* **TRY IT**: Every line of the material below should be repeated exactly.
※ ※ ※
PR #331, opened 2018-10-15
FIX: wrong indices in cube_drop_frames

### LINKED ISSUE #330: preproc.cube_drop_frames uses unintuitive indices
### current behaviour

`cube_drop_frames` takes two parameters, `n` and `m`:

https://github.com/vortex-exoplanet/VIP/blob/edae4327b9dc3e118133cefb1f8d328c22f27786/vip_hci/preproc/cosmetics.py#L136-L139

and then slices the cube using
※ ※ ※
* **SOLVED PROBLEM**:
PR #331, opened 2018-10-15
FIX: wrong indices in cube_drop_frames

### LINKED ISSUE #330: preproc.cube_drop_frames uses unintuitive indices
### current behaviour

`cube_drop_frames` takes two parameters, `n` and `m`:

https://github.com/vortex-exoplanet/VIP/blob/edae4327b9dc3e118133cefb1f8d328c22f27786/vip_hci/preproc/cosmetics.py#L136-L139

and then slices the cube using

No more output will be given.